Na fila, que se forma em horários diversos, as pessoas esperam para encher vasilhames com água que brota da parede de imóvel que divide espaço com uma serralheria e uma igreja evangélica. Um mosaico colorido, idealizado pela arquiteta Maria Beatriz Boncompagni de Castro e executado pelos mosaicistas Breno de Jesus dos Santos e Rubens Gomes de Souza, da Prefeitura de Belo Horizonte, decora a “biquinha”, canalizada há décadas. Algumas pessoas chegam a pegar até 100 litros de água de uma só vez. Certamente, o fato de a água ser de graça atrai muita gente, mas há quem diga que a água da biquinha funciona até como remédio.
José Patrocínio Vitorino mora no Sagrada Família desde que nasceu, e é um dos que acredita nos benefícios do consumo do líquido. Sofrendo durante um bom tempo com os incômodos de uma gastrite, ele foi incentivado por amigos a beber apenas dessa água. “Coincidência ou não, a gastrite melhorou. Desde então, busco água para abastecer a minha família duas vezes por semana”, revela.

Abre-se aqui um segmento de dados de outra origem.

PR #473, opened 2025-07-03
Bugfix: transition runs to error when final FdData isn't received

gusostow:
Fixes a bug where runs will hang forever in the running state, waiting for final FdData, which could be dropped due to network interruption, or if it otherwise can't be sent.

This change transitions the run to an error after a 30s timeout. The message includes the real proc exit code so users understand that the run completed, and whether it was successful.

I decided to transition into an error because we're still observing this issue in the wild, so it's good to be more aware of it. Also because the existing output/fddata interfaces put up a sufficient amount of friction for appending an apsis-generate message into the run logs.

### DIFF
--- a/python/apsis/program/procstar/agent.py
+++ b/python/apsis/program/procstar/agent.py
@@ -26,7 +26,7 @@ ntemplate_expand = or_none(template_expand)
 
 SUDO_ARGV_DEFAULT = ["/usr/bin/sudo", "--preserve-env", "--set-home"]
 
-FD_DATA_TIMEOUT = 30.0
+FD_DATA_TIMEOUT = 60
 
 if_not_none = lambda k, v: {} if v is None else {k: v}
 
--- a/python/apsis/program/procstar/agent.py
+++ b/python/apsis/program/procstar/agent.py
@@ -321,12 +321,12 @@ class BoundProcstarProgram(base.Program):
 #-------------------------------------------------------------------------------
 
 async def collect_final_fd_data(
-    intitial_fd_data: FdData | None, proc: Process, expected_length: int
+    initial_fd_data: FdData | None, proc: Process, expected_length: int
 ) -> FdData | None:
     async for update in proc.updates:
         match update:
             case FdData():
-                fd_data_local = _combine_fd_data(intitial_fd_data, update)
+                fd_data_local = _combine_fd_data(initial_fd_data, update)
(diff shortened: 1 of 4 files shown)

História parecida com a de José é a da aposentada Therezinha de Jesus Silva, ou Dona Terezinha, como é conhecida no bairro. Todo dia era a mesma coisa: sensação de inchaço no estômago e gastrite. Cansada de tomar remédios, ela foi, por indicação de conhecidos, atrás da água da bica. Ficou livre do problema. “Não falo que a água é milagrosa, mas ela faz muito bem para mim”, diz. O filho dela, Décio Reis da Silva, que quase todos os dias enche garrafas PET para levar para casa, vai além. “Acredito que é medicinal, um prêmio!”
A fé no poder curador não vem apenas de moradores do bairro, de pessoas mais velhas ou religiosas. Até mesmo quem poderia ter um perfil mais cético acaba se rendendo à história passada boca a boca, de geração em geração. A psicanalista Lúcia Romanelli procura a bica duas vezes por semana. “A fila já virou um ponto de encontro. Bebo, faço comida e até no meu carro a água tem de ser da biquinha”, conta.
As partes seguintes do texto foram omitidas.